Problem:
Work through the lines below and count those holding "errorMessage"; reply with the number only.

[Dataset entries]
PR #3932, opened 2025-02-04
feat(fe2): New user onboarding flow

andrewwallacespeckle:
New onboarding flow. 

https://www.figma.com/design/CFVYfzYSyUdTVnrlFUEcUZ/Onboarding?node-id=1-3&p=f&t=m1kjiSLdkKaABHBv-0

2 feature flags to force onboarding and verification. 
FF_FORCE_ONBOARDING
FF_FORCE_EMAIL_VERIFICATION


packages/frontend-2/components/auth/LoginWithEmailBlock.vue
```diff
@@ -12,6 +12,7 @@
         show-label
         :disabled="!!(loading || shouldForceInviteEmail)"
         auto-focus
+        autocomplete="email"
```
andrewwallacespeckle, line 15: these autocomplete changes are to fix some console warnings

packages/frontend-2/components/header/WithEmptyPage.vue
```diff
@@ -0,0 +1,35 @@
+<template>
```
Mikehrn, line 1: This is in the `header` directory, but maybe beter suited as layout or page?

packages/frontend-2/components/onboarding/JoinTeammates.vue
```diff
@@ -0,0 +1,105 @@
...
+  <div class="flex flex-col items-center gap-2 w-full">
+    <CommonCard
+      v-for="workspace in workspaces"
+      :key="workspace.id"
+      class="w-full bg-foundation"
+    >
+      <div class="flex gap-4">
+        <div>
+          <WorkspaceAvatar
+            v-if="workspace"
```
Mikehrn, line 11: Check if this doesn't cause any hydration issue, I fixed something similar in another PR where instead I had to update the children to use MayBeNullOrUndefined instead

packages/frontend-2/components/onboarding/questions/Form.vue
```diff
@@ -0,0 +1,56 @@
...
+      <FormButton size="lg" :disabled="!meta.valid || isSubmitting" submit full-width>
+        Continue
+      </FormButton>
+      <div class="opacity-70 hover:opacity-100 max-w-max mx-auto px-1">
+        <FormButton
+          v-if="!isOnboardingForced"
+          size="sm"
+          text
+          link
+          color="subtle"
```
Mikehrn, line 16: Is subtle still relevant as a prop when it's text/link?

packages/frontend-2/components/settings/user/email/DeleteDialog.vue
```diff
@@ -52,24 +47,10 @@ const dialogButtons = computed((): LayoutDialogButton[] => [
...
-
-    mixpanel.track('Email Deleted')
-  } else {
-    const errorMessage = getFirstErrorMessage(result?.errors)
-    triggerNotification({
-      type: ToastNotificationType.Danger,
-      title: errorMessage
-    })
+  if (!props.email) return
+  const success = await deleteUserEmail(props.email)
```
Mikehrn, line 51: Won't we still need the notifications and mixpanel event here in case of deletion?

packages/frontend-2/lib/auth/composables/activeUser.ts
```diff
@@ -68,6 +72,17 @@ export function useActiveUser() {
   const isGuest = computed(() => activeUser.value?.role === Roles.Server.Guest)
   const isAdmin = computed(() => activeUser.value?.role === Roles.Server.Admin)
 
+  // const emails = computed(() => activeUser.value?.emails)
```
Mikehrn, line 75: Left over?

packages/frontend-2/lib/auth/composables/auth.ts
```diff
@@ -480,6 +483,12 @@ const useAuthAppIdAndChallenge = () => {
   return { appId, challenge }
 }
 
+/**
+ * Indicates whether the user just completed registration
+ */
+export const useIsJustRegistered = () =>
```
Mikehrn, line 489: PP: Maybe make it more specific to this current session
```
export const useRegisteredThisSession = () =>
  useState<boolean>('registered-this-session', () => false)
  ```

File: packages/frontend-2/lib/auth/composables/onboarding.ts [hunk 8]
```diff
@@ -1,7 +1,7 @@
 import { useApolloClient } from '@vue/apollo-composable'
 import { useMixpanel } from '~~/lib/core/composables/mp'
 import { UnsupportedEnvironmentError } from '~~/lib/core/errors/base'
-import type { OnboardingState } from '~~/lib/auth/helpers/onboarding'
+import type { OnboardingState } from '../helpers/onboarding'
```
Mikehrn, line 4: Any specific reason for changing this from `~~/lib/auth/` to `../`?

packages/frontend-2/lib/auth/composables/onboarding.ts
```diff
@@ -15,26 +15,20 @@ import { ToastNotificationType, useGlobalToast } from '~~/lib/common/composables
...
   const goHome = useNavigateToHome()
 
-  /**
-   * Sends to mp the segmentation info (industry, role)
-   * @param state
-   */
-  const setMixpanelSegments = (state: OnboardingState) => {
-    mixpanel.people.set_once(ONBOARDING_PROP_INDUSTRY, state.industry || null)
-    mixpanel.people.set_once(ONBOARDING_PROP_ROLE, state.role || null)
+  const setMixpanelSegments = (segments: Partial<OnboardingState>) => {
```
Mikehrn, line 30: Will there be a way to map previous user properties to the new one? Will they use new names?

packages/frontend-2/lib/user/composables/emails.ts
```diff
@@ -0,0 +1,179 @@
...
+    const errorMessage = getFirstErrorMessage(result?.errors)
+    triggerNotification({
+      type: ToastNotificationType.Danger,
+      title: 'Error deleting email',
+      description: errorMessage
+    })
+    return false
+  }
+
+  const verifyUserEmail = async (email: UserEmail, code: string) => {
```
Mikehrn, line 123: Maybe we can add some additional events here, so we can track the funnel of adding emails?
Email Added -> Email Verification Started -> Email Verified / Email Verified Cancelled, something like this maybe

packages/frontend-2/middleware/004-emailVerification.global.ts
```diff
@@ -0,0 +1,40 @@
...
+  if (!data?.activeUser?.id) return
+
+  const isAuthPage = to.path.startsWith('/authn/')
+  const isVerifyEmailPage = to.path === verifyEmailRoute
+
+  // Skip if not forced and not on verify email page
+  if (!isEmailVerificationForced.value && !isVerifyEmailPage) return
+  if (isAuthPage) return
+
+  const hasUnverifiedEmails = data.activeUser.emails.some((email) => !email.verified)
```
Mikehrn, line 28: What will happen if you have a secondary unverified email? Will you also be forced into this flow until you verify it?

Mikehrn (changes requested):
Overall looks good :) Couple small things, will also spend some time testing it today

packages/frontend-2/components/onboarding/JoinTeammates.vue
andrewwallacespeckle: I confirmed there was no hydration mismatch. In fact, I can remove the v-if completely because workspace will always be defined by the v-for

packages/frontend-2/components/onboarding/questions/Form.vue
andrewwallacespeckle: Yeah, it still adjusts the text colour. 
Screenshot 2025-02-07 at 13 54 09
image

packages/frontend-2/components/settings/user/email/DeleteDialog.vue
andrewwallacespeckle: This is now in the useUserEmails composable
image

packages/frontend-2/middleware/004-emailVerification.global.ts
andrewwallacespeckle: Yeah, i checked and this is how we want it. But, you will get the cancel button for a secondary email, so you can cancel adding it and restore app access. 

Really, the cancel button is deleting the email from the user.

packages/frontend-2/lib/auth/composables/onboarding.ts
andrewwallacespeckle: There were new names, supplied by Matteo, so I'm not sure how we could map them to the old ones, or if there is any value to it.

benjaminvo (changes requested):
I tested and found some things. Added to Linear: https://linear.app/speckle/project/user-creation-and-activation-34915d92dd9a/issues

packages/frontend-2/pages/onboarding.vue
```diff
@@ -1,70 +1,107 @@
...
-import { homeRoute, modelRoute, projectRoute } from '~~/lib/common/helpers/route'
+import { useProcessOnboarding } from '~~/lib/auth/composables/onboarding'
+import { useAuthManager } from '~/lib/auth/composables/auth'
+import { useQuery } from '@vue/apollo-composable'
+import { graphql } from '~/lib/common/generated/gql'
+import { useActiveUser } from '~~/lib/auth/composables/activeUser'
+import { CommonLoadingIcon } from '@speckle/ui-components'
+
+const discoverableWorkspacesQuery = graphql(`
+  query DiscoverableWorkspaces {
```
Mikehrn, line 56: Our current pattern is to define the query in the component following the naming of the component, so PagesOnboardingDiscoverableWorkspaces_ActiveUser` or something like that, and have the query in the separate file that groups them

Mikehrn (approved):

benjaminvo (approved):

Answer to the problem:
4